Based on the analysis of Hochreiter and Schmidhuber (1997) , Frank et al. (2001) and O’Reilly and Frank (2006) build a model of gated working memory called PBWM (prefrontal, basal ganglia working memory). The idea is that regions (stripes; Pucak et al., 1996 ) in the PFC are disposed to provide the sort of activity-based storage frequently observed in electrophysiological studies of neurons in this area (Fuster, 1997 ), for specific information available in inputs from higher order sensory areas. In our case, this on-line storage is the substrate for the representation of the slots, i.e., the persistent states associated with the inner and outer loops in the task. In this framework, control over working memory amounts to control over reading information into (and out of; Gers et al., 2000 ) the memory. O’Reilly and Frank (2006) suggest that this is implemented by plastic connections between the PFC and the basal ganglia that learn to implement appropriate gating operations at suitable points in the performance of the task. Other connections through the basal ganglia realize the mapping necessary to generate motor outputs. Frank et al. (2001) show that it is possible to wire up such a gated working memory system in a way that executes the 12AX task; O’Reilly and Frank (2006) provide a rather complex reinforcement learning mechanism that can acquire this ability from (substantial) experience. However, the sloth of learning may be at least partially ameliorated through structured shaping of competence, itself an underinvestigated topic (Krueger and Dayan, 2007 ).
Gating information into or out of working memory is a particular sort of non-linear computational operation. In PBWM, one can interpret the neurons in the basal ganglia pathway as hidden units with trainable inputs (to accommodate the different operations that are required) and fixed outputs (i.e. gating particular pathways from sensory cortices to PFC) associated with this non-linearity. By contrast, although Rigotti and Fusi (2006) and Rigotti et al. (2007) also consider working memory attractors as the core substrate of PFC, they employ hidden units that are intended to form part of PFC itself, with random, fixed, inputs, but trainable outputs. They do not consider gating operations as a particular, separate, class, with their own specific (striato-thalamo-cortical) mechanism, instead treating them like any other computational operation. Rigotti and Fusi (2006) and Rigotti et al. (2007) show first that many simple computational operations associated with conditional input–output mappings are not linearly-separable, and so cannot be performed without such hidden units, and then that, given only a modest number of random, fixed, hidden units, an impressively large fraction of all possible single operations becomes viable.
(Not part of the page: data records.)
PR #482, opened 2020-12-20
@tarafanlin/cleanup

tarafanlin:
- swap out project wor feature slate
- code cleanup
- autosave ui nits

Screen Shot 2020-12-20 at 12 49 52 PM

### DIFF
--- a/components/core/CarouselSidebarData.js
+++ b/components/core/CarouselSidebarData.js
@@ -191,26 +191,24 @@ const STYLES_AUTOSAVE = css`
   opacity: 0;
   margin: 26px 24px;
 
-  @keyframes autosave {
+  @keyframes slate-animations-autosave {
     0% {
-      height: 0;
       opacity: 0;
-      margin-left: 0;
+      transform: translateX(0);
     }
     10% {
       opacity: 1;
-      margin-left: 24px;
+      transform: translateX(12px);
     }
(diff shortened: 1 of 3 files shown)


components/core/CarouselSidebarData.js
```diff
@@ -191,26 +191,24 @@ const STYLES_AUTOSAVE = css`
...
-      margin-left: 24px;
+      transform: translateX(12px);
     }
     100% {
       opacity: 0;
-      height: 0;
     }
   }
-  animation: autosave 4000ms ease;
+  animation: slate-animations-autosave 4000ms ease;
```
jimmylee, line 211: This would be a nice cleanup task to consolidate all of these at some point, really nice though.

components/core/CarouselSidebarSlate.js
```diff
@@ -92,24 +92,24 @@ const STYLES_AUTOSAVE = css`
   position: absolute;
   opacity: 0;
 
-  @keyframes autosave {
+  @keyframes slate-animations-autosave {
```
jimmylee, line 95: Whats awesome about these animations are they become global, so we can add them like we add other global styles in the future. Again, a really awesome cleanup task for some later time.

jimmylee (approved):
Love it. thanks!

Both these ideas can be thought of in terms of procedural primitives, out of which more general competence can be fashioned, for instance through learning. Dayan (2007) adopted the notion of gating from Frank et al. (2001) , with explicit operations for reading into and out of working memory. However, rather than employing the random hidden units of Rigotti and Fusi (2006) and Rigotti et al. (2007) , this model used a bilinear form (Koenderink and Van Doorn, 1997 ; Tenenbaum and Freeman, 2000 ), which is a rather simpler structure that is an abstraction of the sort of multidimensional basis functions that are frequently considered in neural terms (Poggio, 1990 ), particularly in the context of coordinate transformations in the parietal cortex (Olshausen et al., 1993 ; Poggio, 1990 ; Pouget, 1997 ). This overall habitual architecture (Figure 1 A,B in Dayan, 2007 , with the solution to the 12AX task being shown in Figure 7) provides a computational substrate that is rich enough to encompass a whole range of tasks. One important question for future work is whether this is formally broad enough, i.e., in some sense Turing equivalent (bar the infinite tape), possibly when coupled to an ability to create new representations of combined sensory input and internal states that are also coupled to their own working memory units.
The target article considered this part of the architecture as being habitual, because it realizes a direct mapping between internal and external stimuli and internal and external responses. In the literature from which this term was borrowed, the distinction is made between goal-directed actions, which are performed because (computationally, as a deductive consequence of the fact that) subjects have good reason to (1) expect that they will give rise to particular outcomes; and (2) value those outcomes, and habits, which form a more amorphous class of control, including stimulus-response mappings, that do not respect one or other of these precepts (Dickinson, 1985 ; Dickinson and Balleine, 2002 ). For instance, if a subject learns that a formerly valuable outcome is currently worthless (for instance having been poisoned), under goal-directed control, it should refuse to perform an action leading to that outcome. The policies realized by the bilinear architecture are not based in any way on the sort of reasoning processes inherent to goal-directed actions, and cannot be changed in the sort of on-line way implied by the poisoning experiment. This underlies their habitual moniker.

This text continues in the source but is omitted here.